Collection entries
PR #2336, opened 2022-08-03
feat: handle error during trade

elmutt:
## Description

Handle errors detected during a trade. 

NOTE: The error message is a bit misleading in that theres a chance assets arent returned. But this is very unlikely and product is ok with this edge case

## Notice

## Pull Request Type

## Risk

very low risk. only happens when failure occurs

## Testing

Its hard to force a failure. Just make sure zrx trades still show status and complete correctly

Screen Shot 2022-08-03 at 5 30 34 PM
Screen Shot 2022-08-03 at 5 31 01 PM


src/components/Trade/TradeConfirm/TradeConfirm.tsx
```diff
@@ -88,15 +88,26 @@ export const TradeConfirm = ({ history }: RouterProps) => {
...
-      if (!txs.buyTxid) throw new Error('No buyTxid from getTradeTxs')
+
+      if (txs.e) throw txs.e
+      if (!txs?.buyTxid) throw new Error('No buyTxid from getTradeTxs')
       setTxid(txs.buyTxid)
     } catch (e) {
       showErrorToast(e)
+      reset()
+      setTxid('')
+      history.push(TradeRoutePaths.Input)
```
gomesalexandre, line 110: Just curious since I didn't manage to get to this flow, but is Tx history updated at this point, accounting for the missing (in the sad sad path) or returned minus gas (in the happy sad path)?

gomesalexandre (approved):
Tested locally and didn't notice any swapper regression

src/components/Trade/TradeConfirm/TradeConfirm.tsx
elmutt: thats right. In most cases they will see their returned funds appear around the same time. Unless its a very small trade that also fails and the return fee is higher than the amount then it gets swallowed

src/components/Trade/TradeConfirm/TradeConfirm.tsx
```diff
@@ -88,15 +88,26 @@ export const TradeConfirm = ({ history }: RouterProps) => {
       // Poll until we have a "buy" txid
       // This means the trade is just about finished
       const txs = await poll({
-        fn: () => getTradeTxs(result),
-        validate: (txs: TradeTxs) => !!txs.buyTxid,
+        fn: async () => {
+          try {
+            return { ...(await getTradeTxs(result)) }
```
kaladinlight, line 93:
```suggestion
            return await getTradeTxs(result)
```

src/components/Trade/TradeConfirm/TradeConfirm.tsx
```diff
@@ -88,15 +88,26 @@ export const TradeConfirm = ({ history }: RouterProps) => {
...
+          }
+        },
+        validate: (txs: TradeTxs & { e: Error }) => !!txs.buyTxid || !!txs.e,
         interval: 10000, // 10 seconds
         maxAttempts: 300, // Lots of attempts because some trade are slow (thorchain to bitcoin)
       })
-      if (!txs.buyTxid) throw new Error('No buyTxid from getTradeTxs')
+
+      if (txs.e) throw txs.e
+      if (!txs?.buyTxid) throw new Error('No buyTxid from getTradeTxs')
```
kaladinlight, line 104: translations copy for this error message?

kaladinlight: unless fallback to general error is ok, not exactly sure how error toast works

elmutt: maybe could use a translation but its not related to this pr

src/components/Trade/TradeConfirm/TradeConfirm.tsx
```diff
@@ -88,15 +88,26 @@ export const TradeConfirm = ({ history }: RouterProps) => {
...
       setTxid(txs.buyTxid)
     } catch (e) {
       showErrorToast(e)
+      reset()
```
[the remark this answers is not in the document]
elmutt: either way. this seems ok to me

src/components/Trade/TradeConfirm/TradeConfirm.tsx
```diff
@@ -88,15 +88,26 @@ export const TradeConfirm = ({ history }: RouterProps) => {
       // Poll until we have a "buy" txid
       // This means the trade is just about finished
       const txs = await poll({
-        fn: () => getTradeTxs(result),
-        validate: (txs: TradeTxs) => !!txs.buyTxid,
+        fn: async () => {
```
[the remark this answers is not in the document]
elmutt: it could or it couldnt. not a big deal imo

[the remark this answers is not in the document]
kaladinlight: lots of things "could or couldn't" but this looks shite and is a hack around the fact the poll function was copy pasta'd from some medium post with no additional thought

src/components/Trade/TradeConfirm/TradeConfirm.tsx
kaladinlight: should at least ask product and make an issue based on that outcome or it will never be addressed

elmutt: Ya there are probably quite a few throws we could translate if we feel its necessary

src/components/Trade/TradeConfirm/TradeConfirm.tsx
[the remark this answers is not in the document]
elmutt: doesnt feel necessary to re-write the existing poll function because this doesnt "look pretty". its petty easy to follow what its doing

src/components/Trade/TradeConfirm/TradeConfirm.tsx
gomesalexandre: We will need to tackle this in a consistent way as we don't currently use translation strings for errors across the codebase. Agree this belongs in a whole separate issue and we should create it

---

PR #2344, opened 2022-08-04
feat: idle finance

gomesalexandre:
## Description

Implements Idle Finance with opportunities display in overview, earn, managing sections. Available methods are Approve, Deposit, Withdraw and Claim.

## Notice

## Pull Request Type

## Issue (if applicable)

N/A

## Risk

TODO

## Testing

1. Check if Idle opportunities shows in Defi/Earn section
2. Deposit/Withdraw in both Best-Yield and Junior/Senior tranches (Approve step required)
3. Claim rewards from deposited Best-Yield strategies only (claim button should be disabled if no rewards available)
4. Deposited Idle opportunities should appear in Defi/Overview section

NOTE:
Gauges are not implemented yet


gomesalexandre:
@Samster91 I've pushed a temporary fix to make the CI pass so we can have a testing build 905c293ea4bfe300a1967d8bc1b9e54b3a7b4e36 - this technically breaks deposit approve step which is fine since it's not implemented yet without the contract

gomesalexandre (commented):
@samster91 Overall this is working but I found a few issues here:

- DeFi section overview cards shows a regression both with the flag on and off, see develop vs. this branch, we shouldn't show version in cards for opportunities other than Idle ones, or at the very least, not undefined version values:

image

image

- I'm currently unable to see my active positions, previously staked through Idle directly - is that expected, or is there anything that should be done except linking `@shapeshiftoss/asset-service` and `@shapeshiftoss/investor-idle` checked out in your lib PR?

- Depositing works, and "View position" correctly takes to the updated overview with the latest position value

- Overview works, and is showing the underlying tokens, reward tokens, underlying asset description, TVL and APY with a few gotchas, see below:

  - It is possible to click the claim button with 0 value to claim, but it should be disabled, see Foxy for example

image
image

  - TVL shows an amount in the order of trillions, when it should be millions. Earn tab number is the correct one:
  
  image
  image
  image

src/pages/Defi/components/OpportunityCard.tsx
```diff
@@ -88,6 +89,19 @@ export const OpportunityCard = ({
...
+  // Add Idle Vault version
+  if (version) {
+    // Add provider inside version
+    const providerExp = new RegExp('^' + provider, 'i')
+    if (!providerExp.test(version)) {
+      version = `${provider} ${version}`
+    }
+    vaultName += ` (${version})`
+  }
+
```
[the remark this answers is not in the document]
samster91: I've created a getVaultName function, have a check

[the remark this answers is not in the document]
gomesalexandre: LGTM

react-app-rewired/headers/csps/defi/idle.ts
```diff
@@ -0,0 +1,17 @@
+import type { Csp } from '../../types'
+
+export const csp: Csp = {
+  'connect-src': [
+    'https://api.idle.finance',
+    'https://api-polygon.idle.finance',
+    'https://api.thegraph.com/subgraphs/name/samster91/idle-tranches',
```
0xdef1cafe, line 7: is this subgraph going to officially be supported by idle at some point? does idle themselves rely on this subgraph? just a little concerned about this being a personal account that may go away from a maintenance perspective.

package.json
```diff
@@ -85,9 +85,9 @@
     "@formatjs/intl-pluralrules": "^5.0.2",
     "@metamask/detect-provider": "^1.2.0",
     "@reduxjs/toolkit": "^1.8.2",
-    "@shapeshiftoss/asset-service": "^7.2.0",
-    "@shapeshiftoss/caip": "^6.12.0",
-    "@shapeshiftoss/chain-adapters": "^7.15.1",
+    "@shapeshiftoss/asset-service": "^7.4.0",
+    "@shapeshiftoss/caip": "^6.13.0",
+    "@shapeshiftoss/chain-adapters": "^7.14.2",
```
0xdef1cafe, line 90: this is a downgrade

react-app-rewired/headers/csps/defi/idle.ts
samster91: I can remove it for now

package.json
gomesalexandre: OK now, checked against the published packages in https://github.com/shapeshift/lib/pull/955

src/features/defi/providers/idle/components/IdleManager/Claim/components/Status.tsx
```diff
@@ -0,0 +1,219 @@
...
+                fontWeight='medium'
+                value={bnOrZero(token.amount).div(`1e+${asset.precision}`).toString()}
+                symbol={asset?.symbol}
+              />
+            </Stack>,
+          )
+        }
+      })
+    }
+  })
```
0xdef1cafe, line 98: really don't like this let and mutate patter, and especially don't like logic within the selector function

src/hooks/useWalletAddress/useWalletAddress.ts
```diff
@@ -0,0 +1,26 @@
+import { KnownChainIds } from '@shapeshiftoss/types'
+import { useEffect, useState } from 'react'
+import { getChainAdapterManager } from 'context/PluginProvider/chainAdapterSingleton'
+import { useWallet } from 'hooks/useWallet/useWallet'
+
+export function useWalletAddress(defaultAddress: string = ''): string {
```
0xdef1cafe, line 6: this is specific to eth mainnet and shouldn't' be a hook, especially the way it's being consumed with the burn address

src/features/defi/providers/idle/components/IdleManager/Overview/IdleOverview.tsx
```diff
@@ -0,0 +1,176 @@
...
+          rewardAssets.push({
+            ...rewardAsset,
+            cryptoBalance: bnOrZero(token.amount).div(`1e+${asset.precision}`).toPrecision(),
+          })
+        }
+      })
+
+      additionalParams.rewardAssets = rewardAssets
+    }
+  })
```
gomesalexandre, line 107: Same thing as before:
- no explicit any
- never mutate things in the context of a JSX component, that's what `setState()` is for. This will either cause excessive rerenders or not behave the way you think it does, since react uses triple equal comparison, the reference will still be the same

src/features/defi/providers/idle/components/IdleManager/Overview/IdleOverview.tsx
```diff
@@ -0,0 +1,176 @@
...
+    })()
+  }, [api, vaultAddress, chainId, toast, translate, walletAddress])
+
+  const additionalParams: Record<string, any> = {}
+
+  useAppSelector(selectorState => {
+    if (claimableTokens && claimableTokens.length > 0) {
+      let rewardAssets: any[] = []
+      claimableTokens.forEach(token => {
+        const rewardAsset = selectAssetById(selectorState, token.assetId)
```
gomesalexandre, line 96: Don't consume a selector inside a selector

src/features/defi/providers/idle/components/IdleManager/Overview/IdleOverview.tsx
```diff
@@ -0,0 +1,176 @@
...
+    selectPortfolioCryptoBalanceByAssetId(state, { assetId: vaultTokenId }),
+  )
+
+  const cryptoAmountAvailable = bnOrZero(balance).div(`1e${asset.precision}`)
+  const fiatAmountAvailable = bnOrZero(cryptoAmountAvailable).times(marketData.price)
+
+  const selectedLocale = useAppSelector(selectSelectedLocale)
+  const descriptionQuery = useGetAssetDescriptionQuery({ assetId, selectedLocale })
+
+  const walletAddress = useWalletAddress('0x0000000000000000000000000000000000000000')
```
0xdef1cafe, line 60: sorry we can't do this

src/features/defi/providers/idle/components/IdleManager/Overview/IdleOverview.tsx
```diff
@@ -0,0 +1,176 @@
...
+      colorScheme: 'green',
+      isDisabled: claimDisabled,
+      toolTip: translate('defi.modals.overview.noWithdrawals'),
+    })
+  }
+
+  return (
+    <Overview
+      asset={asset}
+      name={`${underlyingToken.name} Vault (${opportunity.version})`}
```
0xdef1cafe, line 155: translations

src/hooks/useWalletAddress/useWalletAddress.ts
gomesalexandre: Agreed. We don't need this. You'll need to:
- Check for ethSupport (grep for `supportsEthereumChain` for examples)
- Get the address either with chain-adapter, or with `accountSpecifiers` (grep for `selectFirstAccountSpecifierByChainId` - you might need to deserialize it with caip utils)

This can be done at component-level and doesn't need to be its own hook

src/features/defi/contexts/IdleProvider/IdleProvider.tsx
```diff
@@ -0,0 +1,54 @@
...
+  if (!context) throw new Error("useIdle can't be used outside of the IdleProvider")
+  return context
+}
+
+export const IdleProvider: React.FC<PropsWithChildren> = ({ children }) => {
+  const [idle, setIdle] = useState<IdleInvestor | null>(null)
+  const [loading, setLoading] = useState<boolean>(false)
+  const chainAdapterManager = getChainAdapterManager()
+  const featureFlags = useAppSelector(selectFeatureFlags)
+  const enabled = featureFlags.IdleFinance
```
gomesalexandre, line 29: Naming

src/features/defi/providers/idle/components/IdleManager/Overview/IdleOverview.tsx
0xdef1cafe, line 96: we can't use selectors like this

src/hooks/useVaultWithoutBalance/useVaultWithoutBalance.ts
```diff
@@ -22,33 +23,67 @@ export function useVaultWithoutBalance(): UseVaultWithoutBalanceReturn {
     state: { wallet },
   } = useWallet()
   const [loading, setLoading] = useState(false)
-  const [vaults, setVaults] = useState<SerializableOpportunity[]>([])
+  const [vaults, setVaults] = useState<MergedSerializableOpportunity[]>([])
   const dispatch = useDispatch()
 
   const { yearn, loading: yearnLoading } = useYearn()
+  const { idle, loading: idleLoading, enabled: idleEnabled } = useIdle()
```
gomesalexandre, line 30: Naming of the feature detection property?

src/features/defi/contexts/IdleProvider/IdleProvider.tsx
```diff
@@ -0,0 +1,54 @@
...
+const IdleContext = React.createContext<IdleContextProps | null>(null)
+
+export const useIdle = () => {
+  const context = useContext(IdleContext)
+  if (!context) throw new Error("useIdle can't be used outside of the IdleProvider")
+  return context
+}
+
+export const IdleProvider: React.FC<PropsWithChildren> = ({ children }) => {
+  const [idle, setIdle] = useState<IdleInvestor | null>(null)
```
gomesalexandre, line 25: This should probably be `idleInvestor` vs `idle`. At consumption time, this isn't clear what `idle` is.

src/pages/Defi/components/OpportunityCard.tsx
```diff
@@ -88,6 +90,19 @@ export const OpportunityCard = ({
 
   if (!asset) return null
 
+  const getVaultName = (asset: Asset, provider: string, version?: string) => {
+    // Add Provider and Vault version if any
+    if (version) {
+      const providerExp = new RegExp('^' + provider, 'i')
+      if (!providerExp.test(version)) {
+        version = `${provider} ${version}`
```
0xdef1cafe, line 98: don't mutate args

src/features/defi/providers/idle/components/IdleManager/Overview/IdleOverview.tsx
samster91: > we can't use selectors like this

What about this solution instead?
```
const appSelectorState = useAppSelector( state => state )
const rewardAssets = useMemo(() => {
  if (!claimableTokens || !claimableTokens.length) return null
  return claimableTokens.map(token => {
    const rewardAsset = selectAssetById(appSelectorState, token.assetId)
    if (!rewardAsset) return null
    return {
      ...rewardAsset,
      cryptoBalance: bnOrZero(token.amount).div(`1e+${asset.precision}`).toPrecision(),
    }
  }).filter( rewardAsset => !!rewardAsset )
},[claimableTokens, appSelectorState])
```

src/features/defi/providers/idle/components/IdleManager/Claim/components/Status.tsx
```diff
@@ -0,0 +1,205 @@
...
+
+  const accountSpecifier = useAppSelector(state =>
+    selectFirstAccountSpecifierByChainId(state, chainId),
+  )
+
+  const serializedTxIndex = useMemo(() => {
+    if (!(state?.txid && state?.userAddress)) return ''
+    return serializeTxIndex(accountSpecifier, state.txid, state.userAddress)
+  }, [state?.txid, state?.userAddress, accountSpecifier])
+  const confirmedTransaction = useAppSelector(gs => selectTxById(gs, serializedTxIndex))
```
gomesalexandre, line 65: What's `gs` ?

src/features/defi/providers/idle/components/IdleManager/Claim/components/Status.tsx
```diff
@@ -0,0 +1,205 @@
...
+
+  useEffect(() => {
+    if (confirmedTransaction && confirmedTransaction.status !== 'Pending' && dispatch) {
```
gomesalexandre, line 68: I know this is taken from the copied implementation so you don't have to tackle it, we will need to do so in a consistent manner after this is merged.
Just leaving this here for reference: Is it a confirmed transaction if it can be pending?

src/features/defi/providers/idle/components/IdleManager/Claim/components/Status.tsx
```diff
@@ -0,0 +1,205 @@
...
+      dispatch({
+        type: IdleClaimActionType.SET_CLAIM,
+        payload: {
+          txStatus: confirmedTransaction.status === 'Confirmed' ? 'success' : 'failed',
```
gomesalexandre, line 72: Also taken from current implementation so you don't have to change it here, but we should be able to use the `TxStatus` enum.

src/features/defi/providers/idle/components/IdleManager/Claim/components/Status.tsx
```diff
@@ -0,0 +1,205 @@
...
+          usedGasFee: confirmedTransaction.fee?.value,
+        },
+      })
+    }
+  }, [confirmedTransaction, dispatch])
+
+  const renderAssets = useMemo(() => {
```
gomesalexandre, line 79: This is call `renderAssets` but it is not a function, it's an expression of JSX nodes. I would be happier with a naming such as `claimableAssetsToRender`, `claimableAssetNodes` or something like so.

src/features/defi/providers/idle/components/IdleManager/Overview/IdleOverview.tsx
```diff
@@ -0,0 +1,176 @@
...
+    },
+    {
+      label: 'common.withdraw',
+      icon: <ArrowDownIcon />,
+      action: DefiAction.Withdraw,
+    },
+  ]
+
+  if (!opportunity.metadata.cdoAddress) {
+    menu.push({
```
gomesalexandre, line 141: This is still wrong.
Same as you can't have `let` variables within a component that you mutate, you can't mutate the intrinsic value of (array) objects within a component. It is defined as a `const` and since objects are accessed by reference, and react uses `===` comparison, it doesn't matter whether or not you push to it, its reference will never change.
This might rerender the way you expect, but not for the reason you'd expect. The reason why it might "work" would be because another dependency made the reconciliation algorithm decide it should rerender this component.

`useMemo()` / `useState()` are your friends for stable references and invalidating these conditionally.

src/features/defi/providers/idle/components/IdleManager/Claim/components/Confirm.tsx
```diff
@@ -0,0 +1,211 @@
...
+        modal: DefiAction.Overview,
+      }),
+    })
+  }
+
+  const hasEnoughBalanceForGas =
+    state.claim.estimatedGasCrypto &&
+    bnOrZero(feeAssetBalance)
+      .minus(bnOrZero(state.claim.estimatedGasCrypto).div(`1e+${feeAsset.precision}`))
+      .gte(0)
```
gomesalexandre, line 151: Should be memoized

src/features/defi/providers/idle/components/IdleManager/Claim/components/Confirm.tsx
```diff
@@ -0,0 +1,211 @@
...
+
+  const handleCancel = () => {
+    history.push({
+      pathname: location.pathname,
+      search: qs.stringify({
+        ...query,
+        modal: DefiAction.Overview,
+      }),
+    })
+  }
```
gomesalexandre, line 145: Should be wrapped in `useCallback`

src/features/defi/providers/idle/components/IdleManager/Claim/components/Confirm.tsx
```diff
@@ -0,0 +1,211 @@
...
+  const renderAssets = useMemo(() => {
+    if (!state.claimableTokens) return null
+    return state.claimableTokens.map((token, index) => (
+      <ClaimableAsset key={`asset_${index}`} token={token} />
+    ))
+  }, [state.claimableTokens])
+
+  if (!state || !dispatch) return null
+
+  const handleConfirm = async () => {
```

INSTRUCTIONS FOR THE TASK:
Determine how many lines above contain the word "medium", then give the number by itself.

SOLUTION FOR THIS EXERCISE:
2